**Task brief**
Without skipping anything, transcribe the listing that follows.
[Opening Data section]
PR #195, opened 2016-01-22
test(ls): Add tests

Dignifiedquire:
Based on the work in #150.

Closes #150.


diasdavid:
So this is the same PR but with `expect` instead of `assert`, right? nice, thank you and thank you @fazo96 :):)

PR #199, opened 2016-02-01
Fixes #124 (Cannot declare a parameter named 'mask' as it shadows the name of a strict mode function)

### LINKED ISSUE #124: Cannot declare a parameter named 'mask' as it shadows the name of a strict mode function
I am using this package in combination with Meteor. The latest version will crash in Safari with the following error: Cannot declare a parameter named 'mask' as it shadows the name of a strict mode function. So far, I traced it back to this function on line 30299 in the ipfsapi.js: 
ip.mask = function mask(addr, mask) {

otonomos_dashboard_and_project_find_results_-__applications_mamp_htdocs_otometeor_-_atom_and_otonomos_dashboard

priecint:
I renamed the parameter so it doesn't collide
Related to #124

### DIFF
--- a/src/api/id.js
+++ b/src/api/id.js
@@ -1,11 +1,11 @@
 'use strict'
 
 module.exports = send => {
-  return function id (id, cb) {
-    if (typeof id === 'function') {
-      cb = id
-      id = null
+  return function id (idParam, cb) {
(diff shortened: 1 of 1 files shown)


dignifiedquire:
Thanks :octocat:

PR #221, opened 2016-02-27
Auto set json and bool flags on config.set

### LINKED ISSUE #219: Auto set json flag on config.set
Currently you can't call [`config.set`](https://github.com/ipfs/js-ipfs-api/blob/master/src/api/config.js#L8-L14) with an object as the `value`. You need to `JSON.stringify` it and pass `{ json: true }` on the `opts`.

I suggest that we check the type of the `value`, `JSON.stringify` it if it's an `object` set the `opts` automatically if none were provided.

Let me know what you think, I would be happy to PR this :)

xicombd:
Closes #219

### DIFF
--- a/src/api/config.js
[Closing Data section]
**Response below**
PR #195, opened 2016-01-22
test(ls): Add tests

Dignifiedquire:
Based on the work in #150.

Closes #150.


diasdavid:
So this is the same PR but with `expect` instead of `assert`, right? nice, thank you and thank you @fazo96 :):)

PR #199, opened 2016-02-01
Fixes #124 (Cannot declare a parameter named 'mask' as it shadows the name of a strict mode function)

### LINKED ISSUE #124: Cannot declare a parameter named 'mask' as it shadows the name of a strict mode function
I am using this package in combination with Meteor. The latest version will crash in Safari with the following error: Cannot declare a parameter named 'mask' as it shadows the name of a strict mode function. So far, I traced it back to this function on line 30299 in the ipfsapi.js: 
ip.mask = function mask(addr, mask) {

otonomos_dashboard_and_project_find_results_-__applications_mamp_htdocs_otometeor_-_atom_and_otonomos_dashboard

priecint:
I renamed the parameter so it doesn't collide
Related to #124

### DIFF
--- a/src/api/id.js
+++ b/src/api/id.js
@@ -1,11 +1,11 @@
 'use strict'
 
 module.exports = send => {
-  return function id (id, cb) {
-    if (typeof id === 'function') {
-      cb = id
-      id = null
+  return function id (idParam, cb) {
(diff shortened: 1 of 1 files shown)


dignifiedquire:
Thanks :octocat:

PR #221, opened 2016-02-27
Auto set json and bool flags on config.set

### LINKED ISSUE #219: Auto set json flag on config.set
Currently you can't call [`config.set`](https://github.com/ipfs/js-ipfs-api/blob/master/src/api/config.js#L8-L14) with an object as the `value`. You need to `JSON.stringify` it and pass `{ json: true }` on the `opts`.

I suggest that we check the type of the `value`, `JSON.stringify` it if it's an `object` set the `opts` automatically if none were provided.

Let me know what you think, I would be happy to PR this :)

xicombd:
Closes #219

### DIFF
--- a/src/api/config.js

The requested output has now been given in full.